Изменить стиль страницы

Под южным столом, утопая в мехах, спали, как птички в гнезде, девицы. Все трое. Илса была права: пригревшаяся между подружками Ниса перестала бояться и вернулась в человеческий облик. Чёрные, рыжие, светлые кудри разметались по изголовью, переплелись, — и Марк невольно залюбовался спящими красавицами.

Потом мотнул головой, прогоняя морок-очарование, и пробурчал:

— Потому что нельзя быть на свете красивой такой, ага. Эльфы, это всё и объясняет.

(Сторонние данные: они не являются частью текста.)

PR #897, opened 2022-07-11
Merge SARIF reports in Github Actions

petertrr:
* Use `ReportMergeTask` to merge SARIF reports

### DIFF
--- a/buildSrc/src/main/kotlin/com/saveourtool/save/buildutils/DetektConfiguration.kt
+++ b/buildSrc/src/main/kotlin/com/saveourtool/save/buildutils/DetektConfiguration.kt
@@ -9,6 +9,7 @@ import io.gitlab.arturbosch.detekt.DetektPlugin
 import io.gitlab.arturbosch.detekt.extensions.DetektExtension
 import io.gitlab.arturbosch.detekt.report.ReportMergeTask
 import org.gradle.api.Project
+import org.gradle.api.tasks.TaskProvider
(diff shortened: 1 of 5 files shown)


buildSrc/src/main/kotlin/com/saveourtool/save/buildutils/DetektConfiguration.kt
```diff
@@ -7,23 +7,40 @@ package com.saveourtool.save.buildutils
...
         config = rootProject.files("detekt.yml")
         basePath = rootDir.canonicalPath
         buildUponDefaultConfig = true
     }
+    if (path == rootProject.path) {
+        tasks.register("mergeDetektReports", ReportMergeTask::class) {
+            output.set(buildDir.resolve("detekt-sarif-reports/detekt-merged.sarif"))
+        }
+    }
+    val reportMerge: TaskProvider<ReportMergeTask> = rootProject.tasks.named<ReportMergeTask>("mergeDetektReports") {
```
nulls, line 35: do we need to add these changes to all our project to have merged reports there?

nulls (approved):

buildSrc/src/main/kotlin/com/saveourtool/save/buildutils/DetektConfiguration.kt
petertrr: Yes. One more reason to consider adding shared Gradle logic :)

PR #899, opened 2022-07-11
Say no to legacy react wrappers

sanyavertolet:
### What's done:
 - [x] Moved all `fc`s to `FC`s
 - [ ] Partly moved all `RComponent`s to `Component`s

### DIFF
--- a/save-frontend/src/main/kotlin/com/saveourtool/save/frontend/components/views/CreateOrganizationView.kt
+++ b/save-frontend/src/main/kotlin/com/saveourtool/save/frontend/components/views/CreateOrganizationView.kt
@@ -10,23 +10,28 @@ import com.saveourtool.save.entities.*
 import com.saveourtool.save.frontend.components.basic.InputTypes
 import com.saveourtool.save.frontend.components.basic.inputTextFormRequired
 import com.saveourtool.save.frontend.utils.*
+import csstype.ClassName
 
 import org.w3c.dom.HTMLInputElement
 import org.w3c.dom.events.Event
 import org.w3c.fetch.Headers
-import react.Props
-import react.RBuilder
-import react.State
 import react.dom.*
-import react.setState
 
 import kotlinx.browser.window
 import kotlinx.coroutines.launch
 import kotlinx.datetime.LocalDateTime
 import kotlinx.datetime.Month
-import kotlinx.html.ButtonType
+import react.dom.html.ButtonType
 import kotlinx.serialization.encodeToString
 import kotlinx.serialization.json.Json
+import react.*
+import react.dom.html.ReactHTML.button
+import react.dom.html.ReactHTML.div
+import react.dom.html.ReactHTML.form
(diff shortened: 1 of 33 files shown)


save-frontend/src/main/kotlin/com/saveourtool/save/frontend/externals/modal/Modal.kt
```diff
@@ -25,6 +25,7 @@ private val defaultModalStyle = Styles(
 /**
  * @param handler builder for modal component
  */
+@Deprecated("Use non-legacy code")
```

И пошёл на кухню умываться, стараясь, чтобы ступеньки не скрипели.

Никуда не спеша, сделал себе завтрак.

А когда, чистый и сытый, вернулся в комнату, то достал из рюкзака карту, присел к восточному столу и принялся размышлять о том, о сём.

"В ЗвеРре поменялся баланс… — думал Марк. — Имеем мы теперь вот что: Круг Безумия состоял из шести звеРрюг. Если начинать считать с самых мелких, это ласки, выдры, росомахи, рыси, кабаны и медведи. Чем мельче звеРрюги, тем больше их численность. Была.

А что теперь?

Ласки вырезаны волками.

Выдры вырезаны крысками.

Росомахи ещё имеются, хотя одного мы из их рядов изъяли. Сколько осталось?

Рыси — тоже минус одна особь. Рыси предпочитают лес, приходят в город по мосту. Перекрыть мост? Надо над этим подумать.

Кабаны. Кабан был один, его вычёркиваем.

Медведя тоже.

Немного росомах, немного рысей. И много волков. Вот что мы имеем на сегодняшний день.

Если волки будут чистить по ночам город, — то флаг им в руки. Но не увлеклись бы, раз звеРрюги — состояние заразное. Количество волков в Волчьих Башнях с лихвой перекроет всю сумму звеРрюг, промышлявших в ЗвеРре раньше.

А если учесть расположение Башен, — то прежний Пояс Безумия был похож на панцирь, а нынешний волчебашенный — на скелет. Безумие из внешнего грозит стать внутренним. Оно бы и ничего, если бы тот треклятый Пояс не продолжал держать и не пущать. А так все бы просто разбежались подальше от обезумевших волков и привет.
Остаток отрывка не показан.